* **Assigned task**
For every line in the data below that contains "addons", copy the line.

* **Record excerpts**
PR #236, opened 2018-01-05
[FIX] remove unrelated code to pos_pricelist and fix #128

### LINKED ISSUE #128: Previous order remains in POS after ticket is printed
module: pos_pricelist
version: 8.0

**Steps to reproduce**
1) Make a sale, pay and print ticket
2) When button "Next Order" becomes available, do not click it
3) Directly scan (with a barcode reader) a barcode

**Current behavior**
The POS goes back to sale screen with previous items on it with the new one added

**Expected behavior**
Without the module activated, the previous items are cleared and only the new one is on the ticket

legalsylvain:
Hi all,

I was trying to investigate on the bug #128, and for the time being, the bug occurs on a fresh database with pos_pricelist installed.
the reason is the change with an overwrite of the function addProduct (without calling super)

Looking more deeply, I just realized that this function has nothing to do with pos_pricelist and allow to merge lines, even if it's not the last line.
this feature can be great, but has nothing to do with this module.

I so removed the full function : 
- it restore the default merge function;
- it fixes #128.

@imaralux : can you test ?
@AdilHoumadi, could you take a look ?

CC : @StefanRijnhart, @pablocm-aserti, @antespi

### DIFF
--- a/pos_pricelist/static/src/js/models.js
+++ b/pos_pricelist/static/src/js/models.js
@@ -74,60 +74,6 @@ function pos_pricelist_models(instance, module) {
     });
 
     /**
-     * Extend the order
-     */
-    module.Order = module.Order.extend({
-        /**
-         * override this method to merge lines
-         * TODO : Need some refactoring in the standard POS to Do it better
-         * TODO : from line 73 till 85, we need to move this to another method
-         * @param product
-         * @param options
-         */
-        addProduct: function (product, options) {
-            options = options || {};
-            var attr = JSON.parse(JSON.stringify(product));
-            attr.pos = this.pos;
-            attr.order = this;
-            var line = new module.Orderline({}, {
-                pos: this.pos,
-                order: this,
-                product: product
-            });
-            var self = this;
-            var found = false;
-
-            if (options.quantity !== undefined) {
-                line.set_quantity(options.quantity);
-            }
-            if (options.price !== undefined) {
-                line.set_unit_price(options.price);
-            }
-            if (options.discount !== undefined) {
-                line.set_discount(options.discount);
-            }
-
-            var orderlines = [];
-            if (self.get('orderLines').models !== undefined) {
-                orderlines = self.get('orderLines').models;
-            }
-            for (var i = 0; i < orderlines.length; i++) {
-                var _line = orderlines[i];
-                if (_line && _line.can_be_merged_with(line) &&
-                    options.merge !== false) {
-                    _line.merge(line);
-                    found = true;
-                    break;
-                }
-            }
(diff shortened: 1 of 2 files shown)


pedrobaeza:
Change module version number

legalsylvain:
Thanks for the review @pedrobaeza. Done.

pos_pricelist/static/src/js/models.js
```diff
@@ -73,60 +73,6 @@ function pos_pricelist_models(instance, module) {
...
-                product: product
-            });
-            var self = this;
-            var found = false;
-
-            if (options.quantity !== undefined) {
-                line.set_quantity(options.quantity);
-            }
-            if (options.price !== undefined) {
-                line.set_unit_price(options.price);
```
pedrobaeza, line 104: Maybe this is for setting the correct price and it's needed?

pos_pricelist/static/src/js/models.js
```diff
@@ -73,60 +73,6 @@ function pos_pricelist_models(instance, module) {
...
-            }
-            if (options.discount !== undefined) {
-                line.set_discount(options.discount);
-            }
-
-            var orderlines = [];
-            if (self.get('orderLines').models !== undefined) {
-                orderlines = self.get('orderLines').models;
-            }
-            for (var i = 0; i < orderlines.length; i++) {
```
StefanRijnhart, line 114: I think it's this hidden feature: upstream Odoo only considers the last line to merge with, this change considers all lines on the order. It should probably go into OCB instead.

StefanRijnhart (approved):

pos_pricelist/static/src/js/models.js
legalsylvain: No it's not. you'll find the same line in the Odoo code. 
see original overwritten function : 
https://github.com/odoo/odoo/blob/8.0/addons/point_of_sale/static/src/js/models.js#L1066

and

the comment of the function in the OCA module talks about lines merging.
https://github.com/OCA/pos/pull/236/files/c879f74940fbd11ed3f13d75c820fd500980d3c4#diff-747f62729cafe771e948f5cfeb9aff46L81

regards.

pedrobaeza (approved):
OK then

pos_pricelist/static/src/js/models.js
legalsylvain: yep, it's not the place. (and overwrite function is allways a good way to generate bugs).

Ideally, it should be an option. In some cases, users want to merge all lines, sometime no lines. (but it's another story).

thanks for the review @StefanRijnhart.

PR #239, opened 2018-01-20
[ADD] new module pos_timeout

legalsylvain:
This module allow to change the default value of the timeout of the point of sale, for the creation of pos.order. 
the default value is 7.5 seconds. 

https://github.com/odoo/odoo/blob/10.0/addons/point_of_sale/static/src/js/models.js#L780

pos_config

Thanks for your review.


pedrobaeza:
Shouldn't be pos_order_timeout?

legalsylvain:
Hi @pedrobaeza. 
Thanks for your review.
Well, I checked the code of the PoS and this is a only timeout that can be configured. (the others call use standards timeout).
But I can change the name, if it's a blocking point for you.

Regards.

pedrobaeza:
No special problem, so what you prefer.

flotho:
@pedrobaeza , we've tested it with @gaelTorrecillas and it works as expected.
Is it possible to merge?

mourad-ehm (approved):
Code review, not tested

legalsylvain:
thanks for your reviews. Merged.

PR #244, opened 2018-01-24
10.0 mig pos order load

cvinh:


cvinh:
@legalsylvain ok, the PR seems to be correct here

cvinh:
@oca-clabot I just changed my username on Github. Now it's cyril@invitu.com.
I just resent the ICLA and ECLA to info@odoo-community.org

pos_order_load/__manifest__.py
```diff
@@ -0,0 +1,39 @@
...
+{
+    'name': 'POS Order Load and Save',
+    'version': '10.0.1.0.0',
+    'author': 'Akretion,GRAP,Odoo Community Association (OCA)',
+    'category': 'Point Of Sale',
+    'license': 'AGPL-3',
+    'depends': [
+        'point_of_sale',
+    ],
+    'website': 'https://www.akretion.com',
```
chienandalu, line 32: https://www.github.com/OCA/pos

chienandalu (commented):
Amend your migration commit with your new github email so it's linked to your user :slightly_smiling_face:

pos_order_load/models/pos_order.py
```diff
@@ -0,0 +1,97 @@
...
+        return {
+            'id': order.id,
+            'name': order.pos_reference,
+            'partner_id': order.partner_id.id,
+            'orderlines': orderlines,
+        }
+
+    @api.model
+    def _create_draft_order_from_ui(self, orders):
+        for order_tmp in orders:
```
chienandalu, line 86: Not blocking (just curious): Wouldn't it be better to save these draft orders in a temporary session so we can close the current session and be able to load them into another?

legalsylvain: I had this need before, and developped another module for that purpose, to be able to keep a draft order, when closing the session. (no need to create a temporary session I think)

https://github.com/grap/odoo-addons-misc/blob/7.0/pos_keep_draft_orders/__openerp__.py

I think it is out of the scope of this module.

Note : I did'nt port this module because it is now forbidden by law (in France) to have draft orders that could be deleted.
If there are customer that take products but don't pay, I now use for that purpose pos_order_to_sale_order to create delivered pickings. https://github.com/OCA/pos/tree/8.0/pos_order_to_sale_order

regards.

chienandalu: Thanks @legalsylvain :slightly_smiling_face:

pos_order_load/__manifest__.py
cvinh: I think it's solved now

PR #247, opened 2018-02-15
[MIG] pos_pricelist: Migrate to v10 by backporting from v11

yajo:
This module included previously support for taxes and pricelists.

Taxes are now included in upstream Odoo v10, so that feature is removed.

The pricelist feature, however, is supported in upstream Odoo v11. Thus, to ease the migration path, that functionality has been scalpel-backported from there.

This also means a great diff between previous OCA-only code and current Odoo-backport-only code, but with the advantage that the end user gets exactly the behavior that he would have when updating to v11.

Since most of the code has been copied from Odoo, the addon now has to become LGPL, and Odoo has been added as an author.

@Tecnativa


yajo:
Not sure on how to fix the linters... About the tests, it's a lot of time, and the addon will only live for v10, so not much needed IMHO.

pos_pricelist/README.rst
```diff
@@ -1,101 +1,56 @@
...
-- Tax details aggregated by tax at order level
-
-2. Ticket
-
-- Tax details table added at end of printed ticket
-
+#. Go to *Point of Sale > Dashboard* and open the POS session you configured.
+#. Use the new pricelist button to change it on the fly.
+#. When a new order is created, it always has the default pricelist.
+#. When you change to a customer that has a different pricelist, the current
```
chienandalu, line 38: This won't happen if `pos_backend_partner` is installed. Maybe it should be mentioned in the konwn issues section.

pos_pricelist/README.rst
```diff
@@ -1,101 +1,56 @@
...
-4. When we mouseover the price tag, a tooltip is shown to indicate the computation depending on the quantity like this output :
-1x -> 100 €
-3x -> 70 €
-5x -> 50 €
-
-
-Implemented features at backend
--------------------------------
-
-1. Tax details
```
chienandalu, line 72: Not migrated?

pos_pricelist/README.rst
```diff
@@ -1,101 +1,56 @@
...
-
-- Tax details per order line
-- Tax details aggregated by tax at order level
-
-2. Ticket
```
chienandalu, line 77: Not migrated?

pos_pricelist/README.rst
```diff
@@ -1,101 +1,56 @@
...
-
-- Tax details table added at end of printed ticket
-
+#. Go to *Point of Sale > Dashboard* and open the POS session you configured.
+#. Use the new pricelist button to change it on the fly.
+#. When a new order is created, it always has the default pricelist.
+#. When you change to a customer that has a different pricelist, the current
+   order and the listed product prices are udpated accordingly.
```
chienandalu: There's an issue with rules based on qty: unless you reselect the pricelist, unit price is not recalculated wich brings two possible problems:

- A special qty price is not applied when for a given qty of product.
- A special qty price is not disabled when the qty is set below the rule!

pos_pricelist/README.rst
```diff
@@ -1,101 +1,56 @@
...
-2. Fiscal Position of each partner will also be present so taxes will be correctly computed
-(conforming to the fiscal position).
-
-- Implemented Rules are :
-
-1. (-1) : Rule based on other pricelist
-2. (-2) : Rule based on supplierinfo
-3. (default) : Any price type which is set on the product form
-
-3. An new option is introduced in the POS config to let the user show price with taxes in product widget.
```
chienandalu, line 59: Not migrated?

pos_pricelist/README.rst
```diff
@@ -1,101 +1,56 @@
...
-the UI is updated when we change the customer in order to adapt the prices.
-The computation take in account the pricelist and the fiscal position of the customer
-
-4. When we mouseover the price tag, a tooltip is shown to indicate the computation depending on the quantity like this output :
```
chienandalu, line 63: Not migrated?

chienandalu (changes requested):
Thanks @Yajo ! I found some functional issues:

pos_pricelist/README.rst
pedrobaeza: No, original module mixes some concepts, and this is one of them. Taxes goes apart. Any way, Odoo itself now handles taxes correctly in POS.

pos_pricelist/README.rst
pedrobaeza: v11 doesn't include this feature, and it's better to align with that. It's not the usual any way. Think that in a touchscreen, you can't "mouseover".

pos_pricelist/README.rst
pedrobaeza: s/udpated/updated

pos_pricelist/README.rst
pedrobaeza: Not needed. Current ticket now includes that.

pos_pricelist/README.rst
pedrobaeza: Not needed. Included in core

pos_pricelist/i18n/es.po
```diff
@@ -1,141 +1,179 @@
 # Translation of Odoo Server.
 # This file contains the translation of the following modules:
-#	* pos_pricelist
+# * point_of_sale
 #
+# Translators:
```
pedrobaeza: Why this large list of translators? They haven't translated the exact terms of this module, so better to remove them.

pos_pricelist/models/pos_config.py
```diff
@@ -0,0 +1,117 @@
...
+    _inherit = 'pos.config'
+
+    # Redefine preexisting field
+    pricelist_id = fields.Many2one(
+        string="Default Pricelist",
+        help="The pricelist used if no customer is selected or if the "
+             "customer has no Sale Pricelist configured.",
+    )
+    # New fields
+    # TODO Prefill with post init hook
```
pedrobaeza: This is finally done, so remove it

pedrobaeza (changes requested):
Little comments

pos_pricelist/i18n/es.po
yajo: I copied preexisting translations from `point_of_sale` v11, since all terms changed to match those. I just filled the missing ones, so I feel I should keep attribution. 😕 

See https://github.com/odoo/odoo/blob/11.0/addons/point_of_sale/i18n/es.po

pedrobaeza: We are not attributing translation that way and it's going to be deleted any way on next Transifex push, so please remove it.

pos_pricelist/README.rst
yajo: Done

pos_pricelist/README.rst
yajo: Good catch! I was missing a piece of backport code. Fixed in 67399a0.

yajo:
All remarks attended.

chienandalu:
I thought I had reported a bug with prices based on qty rules but I can't find it. Basically they won't apply unless the pricelist is reselected.

yajo:
That should be fixed with 67399a0, which is building right now. Could you check after some minutes in runbot please?

chienandalu (approved):

chienandalu:
@Yajo Right! It's working now :slightly_smiling_face:

yajo:
@pedrobaeza could you update your review please?

pedrobaeza:
Travis is now red

yajo:
It should go :heavy_check_mark: now

pedrobaeza:
I'm afraid still not.

pedrobaeza (approved):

* **Finished exercise**
https://github.com/odoo/odoo/blob/8.0/addons/point_of_sale/static/src/js/models.js#L1066
https://github.com/odoo/odoo/blob/10.0/addons/point_of_sale/static/src/js/models.js#L780
https://github.com/grap/odoo-addons-misc/blob/7.0/pos_keep_draft_orders/__openerp__.py
See https://github.com/odoo/odoo/blob/11.0/addons/point_of_sale/i18n/es.po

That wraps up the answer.